I will do a new build disabling HIGHMEM to see if it has any effect. So while removing the patch prevented the bootloop, the memory is still being incorrectly identified.

This should skip the memory detection and force the memory to be 128M:

--- a/target/linux/ramips/dts/mt7621_tplink_archer-x6-v3.dtsi
+++ b/target/linux/ramips/dts/mt7621_tplink_archer-x6-v3.dtsi
@@ -18,6 +18,11 @@
 		bootargs = "console=ttyS0,115200n8";
 	};
 
+	memory@0 {
+		device_type = "memory";
+		reg = <0x0 0x8000000>;
+	};
+
 	keys {
 		compatible = "gpio-keys";
 
3 Likes

Thank you! This change solved the problem. I'm not sure why the memory size detection started failing on this device. Should this .dtsi change be a permanent solution for this issue?

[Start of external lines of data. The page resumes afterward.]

PR #602, opened 2025-01-24
Steam Turbine with wet expansion

tlmerbecks:
**General**

With this PR I would like to submit a new turbine component, which accounts for wet expansion effects using the empirical Baumann correlation.

The expansion of saturated steam (e.g. geothermal or nuclear power applications) inevitably enters the vapour dome and two-phase effects lead to a reduction in the isentropic efficiency. The empirical Baumann rule effectively corrects the dry isentropic turbine efficiency with the average wetness across the turbine.

* Implementation of the `SteamTurbine` component. I chose to make this a separate component (inheriting from `Turbine`) to avoid confusion - though the `SteamTurbine` behaves exactly like a `Turbine` unless the `eta_dry_s` attribute is set
* Updated the `CoolPropWrapper` `Q_ph` function so that it now returns a meaningful value for `Q` when the fluid is single phase (i.e. 0.0 for liquid and 1.0 for vapour)

**Documentation**

This is still work in progress... I was not quite sure what would be the mvp for this

**Testing**

This is still work in progress... I was thinking to shadow the testing for the regular `Turbine` component

Comments and suggestions are welcome :)

### DIFF
--- a/src/tespy/components/turbomachinery/steam_turbine.py
+++ b/src/tespy/components/turbomachinery/steam_turbine.py
@@ -117,7 +117,7 @@ class SteamTurbine(Turbine):
     >>> so = Source('source')
     >>> st = SteamTurbine('steam turbine')
     >>> st.component()
-    'turbine'
+    'steam turbine'
     >>> inc = Connection(so, 'out1', st, 'in1')
     >>> outg = Connection(st, 'out1', si, 'in1')
     >>> nw.add_conns(inc, outg)
@@ -135,12 +135,12 @@ class SteamTurbine(Turbine):
     To capture the effect of liquid drop-out on the isentropic
     efficiency, the dry turbine efficiency is specified
     >>> st.set_attr(eta_s=None)
-    >>> st.set_attr(eta_dry_s=0.9, alpha=1.0)
+    >>> st.set_attr(eta_s_dry=0.9, alpha=1.0)
     >>> nw.solve('design')
     >>> round(st.P.val, 0)
     -7009682.0
     >>> round(outg.x.val, 3)
-    0.840
+    0.84
     """
 
     @staticmethod
--- a/src/tespy/components/turbomachinery/steam_turbine.py
+++ b/src/tespy/components/turbomachinery/steam_turbine.py
@@ -16,6 +16,7 @@ from scipy.optimize import brentq
 from tespy.components.component import component_registry
 from tespy.components.turbomachinery.turbine import Turbine
 from tespy.tools.data_containers import ComponentProperties as dc_cp
+from tespy.tools.document_models import generate_latex_eq
 from tespy.tools.fluid_properties import isentropic
 from tespy.tools.fluid_properties import h_mix_pQ
 
@@ -132,7 +133,8 @@ class SteamTurbine(Turbine):
     >>> round(outg.x.val, 3)
     0.821
 
-    To capture the effect of liquid drop-out on the isentropic efficiency, the dry turbine efficiency is specified
+    To capture the effect of liquid drop-out on the isentropic
+    efficiency, the dry turbine efficiency is specified
     >>> st.set_attr(eta_s=None)
     >>> st.set_attr(eta_dry_s=0.9)
     >>> nw.solve('design')
@@ -141,7 +143,6 @@ class SteamTurbine(Turbine):
     >>> round(outg.x.val, 3)
     0.840
     """
-
 
     @staticmethod
     def component():
@@ -156,7 +157,8 @@ class SteamTurbine(Turbine):
         params["eta_dry_s"] = dc_cp(
             min_val=0, max_val=1, num_eq=1,
             func=self.eta_dry_s_func,
-            deriv=self.eta_dry_s_deriv
+            deriv=self.eta_dry_s_deriv,
+            latex=self.eta_dry_s_func_doc
         )
 
         return params
@@ -177,7 +179,8 @@ class SteamTurbine(Turbine):
         else:  # superheated vapour
             dp = inl.p.val_SI - outl.p.val_SI
 
-            # compute the pressure and enthalpy at which the expansion enters the vapour dome
+            # compute the pressure and enthalpy at which the expansion
+            # enters the vapour dome
             def find_sat(frac):
                 psat = inl.p.val_SI - frac * dp
 
@@ -213,7 +216,7 @@ class SteamTurbine(Turbine):
                                 inl.mixing_rule,
                                 T0=inl.T.val_SI
                             )
-            hout = hsat - eta_s * (hsat- hout_isen)
+            hout = hsat - eta_s * (hsat - hout_isen)
 
             # calculate the difference in enthalpy
             dh_isen = hout - inl.h.val_SI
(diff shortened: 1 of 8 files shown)


fwitte:
Good day Tristan, and nice to see your suggestions! I will have a closer look later today and give you feedback on the implementation. Best!

src/tespy/components/turbomachinery/steam_turbine.py
```diff
@@ -0,0 +1,292 @@
...
+    >>> nw.solve('design')
+    >>> round(st.P.val, 0)
+    -7471296.0
+    >>> round(outg.x.val, 3)
+    0.821
+
+    To capture the effect of liquid drop-out on the isentropic
+    efficiency, the dry turbine efficiency is specified
+    >>> st.set_attr(eta_s=None)
+    >>> st.set_attr(eta_dry_s=0.9, alpha=1.0)
```
fwitte, line 140: This should be `eta_s_dry`

src/tespy/components/turbomachinery/steam_turbine.py
```diff
@@ -0,0 +1,292 @@
...
+    >>> from tespy.connections import Connection
+    >>> from tespy.networks import Network
+    >>> from tespy.tools import ComponentCharacteristics as dc_cc
+    >>> import shutil
+    >>> nw = Network(p_unit='bar', T_unit='C', h_unit='kJ / kg', iterinfo=False)
+    >>> si = Sink('sink')
+    >>> so = Source('source')
+    >>> st = SteamTurbine('steam turbine')
+    >>> st.component()
+    'turbine'
```
fwitte, line 122: `'steam turbine'`

src/tespy/components/turbomachinery/steam_turbine.py
```diff
@@ -0,0 +1,292 @@
...
+
+    To capture the effect of liquid drop-out on the isentropic
+    efficiency, the dry turbine efficiency is specified
+    >>> st.set_attr(eta_s=None)
+    >>> st.set_attr(eta_dry_s=0.9, alpha=1.0)
+    >>> nw.solve('design')
+    >>> round(st.P.val, 0)
+    -7009682.0
+    >>> round(outg.x.val, 3)
+    0.840
```
fwitte, line 145: `0.84`, `round()` cuts of trailing zeros

src/tespy/components/turbomachinery/steam_turbine.py
tlmerbecks: Thanks!! I had just found them! sorry very obvious in hindsight

src/tespy/components/turbomachinery/steam_turbine.py
```diff
@@ -0,0 +1,292 @@
...
+        inl = self.inl[0]
+        outl = self.outl[0]
+
+        state = inl.calc_phase()
+        if state == "tp":  # two-phase or saturated vapour
+
+            ym = 1 - (inl.calc_x() + outl.calc_x()) / 2  # average wetness
+            self.eta_s.val = self.eta_dry.val * (1 - self.alpha.val * ym)
+
+            return self.eta_s_func()
```
fwitte, line 191: Question: If we start at saturation or in two phase, we make the assumption, that the expansion path will be wet all the way, correct?

fwitte: P. S.: I kind of dislike the fact, that the function here has a side-effect on a parameter of the component by setting the `eta_s.val` of the component. I would actually suggest, `return self.calc_eta_s() - self.eta_s_dry.val * ...`. Here the reformulation of the isentropic efficiency function does not have any benefits because all residuals will be calculated numerically anyways.

src/tespy/components/turbomachinery/steam_turbine.py
```diff
@@ -0,0 +1,292 @@
...
+                """
+
+        inl = self.inl[0]
+        outl = self.outl[0]
+
+        state = inl.calc_phase()
+        if state == "tp":  # two-phase or saturated vapour
+
+            ym = 1 - (inl.calc_x() + outl.calc_x()) / 2  # average wetness
+            self.eta_s.val = self.eta_dry.val * (1 - self.alpha.val * ym)
```
fwitte, line 189: Should be `eta_s_dry`

src/tespy/components/turbomachinery/steam_turbine.py
```diff
@@ -0,0 +1,292 @@
...
+                                    inl.mixing_rule,
+                                    T0=inl.T.val_SI
+                                )
+                hout = inl.h.val_SI - self.eta_s_dry.val * (inl.h.val_SI - hout_isen)
+
+                # calculate enthalpy of saturated vapour at psat
+                hsat = h_mix_pQ(psat, 1, inl.fluid_data)
+
+                return hout - hsat
+            frac = brentq(find_sat, 1, 0)
```
fwitte, line 216: This makes two expansion sections, right? The first one by finding the pressure, where the expansion enters the dome, then the second one for the rest: The first one applies dry isentropic efficiency, the second one with the correction term?

src/tespy/components/turbomachinery/steam_turbine.py
fwitte: I'll implement this real quick and push it to your branch

src/tespy/components/turbomachinery/steam_turbine.py
```diff
@@ -0,0 +1,289 @@
...
+                hsat,
+                outl.p.val_SI,
+                inl.fluid_data,
+                inl.mixing_rule,
+                T0=inl.T.val_SI
+            )
+            hout = hsat - eta_s * (hsat - hout_isen)
+
+            # calculate the difference in enthalpy
+            dh_bisectioned = hout - inl.h.val_SI
```
fwitte, line 235: I changed this from `dh_isen` to `dh_bisectioned` (we can also make it just sectioned or anything better you may com up with). The reason for this is, that `dh_isen` made me think of the isentropic delta h, but actually it is the real delta h, when factoring in the dry and wet expansion sections, or am I mistaken?

src/tespy/components/turbomachinery/steam_turbine.py
fwitte: I fixed it

src/tespy/components/turbomachinery/steam_turbine.py
fwitte: done

src/tespy/components/turbomachinery/steam_turbine.py
fwitte: I did some benchmark with brentq vs. newton algorithm: `scipy`'s `brentq` is faster by ~factor 3. I will have to look into the fluid property module (and in all other places), where the newton is utilized and see if `brentq` generally performs better :D.

tlmerbecks: Correct, the "wetness" correction is only applied in the two-phase region, for single phase vapour no correction is applied.

So if the vapour is superheated, we first have to find the point where the expansion enters the vapour dome.

tlmerbecks: Regarding Brentq, I performs particularly well if the solution is bracketed, or you know that the function is not necessarily computable for all conditions.

tlmerbecks:
@fwitte I have looked through the changes and agree with the simplification of the residual and the introduction of the `calc_eta_s` function.

I'll have a look at the remaining tests that are still failing later.

Is there anything else you would like to see added/implemented for this?

fwitte:
@tlmerbecks, nothing to implement from your side right now, but I'd have two questions. I have implemented additional tests, and was curious about the following:

- the method does not work, if the outlet is near saturation (see the first test case)
- what happens with isentropic or dry fluids, when the expansion path starts at or above two-phase and the expansion would never cross the two-phase boundary? Or, when the expansion starts in saturated vapor and goes into the gas region?

I guess in both cases we could argue, the method is not applicable here? Or we could make a check, where the inlet and the outlet are (two-phase or gas) and depending on that use one or the other method for expansion? What do you think?

src/tespy/components/turbomachinery/steam_turbine.py
fwitte: Thank you!

fwitte:
And, should we add a reference to the original research, that would be "Baumann, K.: Some Recent Developments In Large Steam Turbine Practice. Engrg. Vol. Ill (1921)" I guess?

tlmerbecks:
Ciao @fwitte ,

I have found a quiet moment :) to answer your questions:

The method is only really applicable if the fluid is water, this is because the correction is entirely based on empirical data on the performance of steam turbines. With this is mind, given the shape of water's vapour dome in the Ts domain it is unnecessary to check for retrograde behaviour.

That being said, perhaps the first check should be whether the phase of the fluid is different between the inlet and outlet. So in the case where the outlet conditions are just above saturation, the fluid enters and exits the turbine as vapour so no correct needs to be applied.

Well, some good and unexpected news.

Today (Dec 5th, 2021) I did a new build (r18287-f9a28d216d) without the above patch to skip the memory detection in the .dtsi file, and now everything is working fine again (tested with 4 Archer C6 v3).

So I'm convinced this was in fact a regression that has now being fixed (by some unidentified commit) and the above patch is not required anymore.

The mystery now is to identify which change/commit fixed this issue... :upside_down_face:

This topic was automatically closed 10 days after the last reply. New replies are no longer allowed.

Hi @981213!

I noticed that you landed a patch ramips: mt7621: do memory detection on KSEG1.

I tried to contact @dsouza about revisit this unresolved bootloop issue.
We messaged and I gave a try to backport your fix to Kernel 5.4 exactly on top of the failing commit: r18195-d1c7df9c4b

@dsouza compiled it and reported back that it fixes the bootlop.

While he reported that a later build (r18287-f9a28d216d) doesn't reproduce the issue, it's clear to me that your patch is the real solution for this problem.

@981213, as Kernel 5.4 is still in release 21.02, may I backport / ask for backporting your commit 2f024b793311 to 21.02?

1 Like

Hi! As you've already done the backport, feel free to submit your work to mail list or Github pull request :smiley:

1 Like

@dsouza just pushed the 21.02 backport:

Please test this too!
And if you don't mind, provide a Tested-by: too, thanks!

@xablocs, I'm willing to test, but how do you want me to test?

I mean, in the previous test, I've applied your backported patch (to kernel 5.4) on the failing build (r18195-d1c7df9c4b) and confirmed it worked.

I understand that the patch is now committed to master, but the current master dropped support to kernel 5.4 and only builds with kernel 5.10.

So, how do you believe I could test it? Perhaps releasing this patch to the 21.01 head (which is still on kernel 5.4) and test with a 21.01 head build?